Ischemia-mediated neuronal injury

Abstract

Resuscitation of the brain after a period of global ischemia is limited by two classes of post-ischemic pathologies: hemodynamic disturbances which prevent the adequate re-oxygenation of the ischemic brain, and metabolic disturbances which may lead to delayed neuronal death in so-called selectively vulnerable brain regions. The hemodynamic disturbances can be classified into the no-reflow phenomenon and the post-ischemic hypoperfusion syndrome. The no-reflow phenomenon results from a combination of increased blood viscosity and perivascular edema; the severity increases with the duration of ischemia, and the treatment is by combining arterial hypertension with dehydration and anticoagulation. The post-ischemic hypoperfusion syndrome is independent of the duration of ischemia, it develops after a delay and is due to an impairment of the metabolic/hemodynamic coupling mechanisms; there is no specific treatment at the present.
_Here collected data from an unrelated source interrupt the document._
PR #5037, opened 2025-03-25
Issue #6874: Fix initialization of major version in Project Installer.

### LINKED ISSUE #6874: Project Installer can't handle multiple release versions when one has major version 0.
## Description of the bug

If a project has multiple release versions and one of them has the major version of 0 (e.g., version 0.9.1), then the installer will select that version for installation, even if the recommended version has a higher major version.

## Steps To Reproduce

To reproduce the behavior:

Observe that theme [Decanter v7](https://backdropcms.org/project/stanford_decanter) has major version releases 0, 1, and 2, and that major version 2 is the recommended major version:

Image

Enable the Project Installer. 
Go to Admin > Appearance > Install new theme.
Select Decanter v7 for installation.
Click "Install".
See which version is offered for installation.

## Actual behavior

On the "Select versions" page, only version 0.5.1 will be offered.

Image

## Expected behavior

Version 2.0.1 should have been offered for installation, since it is the recommended version.

## Additional information

This is because of an interaction between the project installer and the project updater, which is used by the former.

In file `installer.pages.inc`, starting at line 246, we see this:

```
    // We use the update module to calculate the recommended version.
    $project_data = array(
      'existing_major' => 0,
      'existing_version' => 0,
      'install_type' => '',
    );
    module_load_include('inc', 'update', 'update.compare');
    update_calculate_project_update_status($project_data, $release_data);
```

Note that `existing_major` is initialized to zero. However, in `update_calculate_project_update_status()`, we have this starting at line 544:

```
  if (in_array($existing_major, $supported_majors)) {
    // Still supported, stay at the current major version.
    $target_major = $existing_major;
  }
  elseif (isset($available['recommended_major'])) {
    // Since 'recommended_major' is defined, we know this is the new XML
    // format. Therefore, we know the current release is unsupported since
    // its major version was not in the 'supported_majors' list. We should
    // find the best release from the recommended major version.
    $target_major = $available['recommended_major'];
    $project_data['status'] = UPDATE_NOT_SUPPORTED;
  }
```

Since `$supported_majors` contains version 0, `$target_major` is set to `$existing_major`, i.e., it remains at version 0, rather than to the recommended major.

As a workaround, in that initialization in `installer.pages.inc`, we could set `'existing_major' => -1`, i.e., to a nonexistent version, and then if we do that, we will end up with the recommended version:

Image

That seems like it could be a fix to the problem.

bugfolder:
Fixes https://github.com/backdrop/backdrop-issues/issues/6874.

### DIFF
--- a/core/modules/installer/installer.pages.inc
+++ b/core/modules/installer/installer.pages.inc
@@ -243,9 +243,11 @@ function installer_browser_installation_select_versions_form($form, &$form_state
       continue;
     }
 
-    // We use the update module to calculate the recommended version.
+    // We use the update module to calculate the recommended version. Initialize
+    // with a nonexistent major version so that update module won't accidentally
+    // keep an older major version.
     $project_data = array(
-      'existing_major' => 0,
+      'existing_major' => -1,
       'existing_version' => 0,
       'install_type' => '',
     );


quicksketch:
Merged into 1.x and 1.30.x. Thank you @bugfolder!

The most important metabolic disturbance leading to delayed neuronal death is prolonged inhibition of protein synthesis. The injury is manifested already after 5 min ischemia but it progresses little if ischemia is prolonged to 1 h. Inhibition occurs at the translation level due to selective inhibition of polypeptide chain initiation. After brief periods of ischemia, the disturbance can be reversed by various anesthetics and hypothermia but there is no treatment if ischemia is prolonged. Exitotoxity, free radical-mediated reactions, disturbances of polyamine metabolism, acidosis and selective disturbances of gene expression may also be involved but are probably of lesser importance.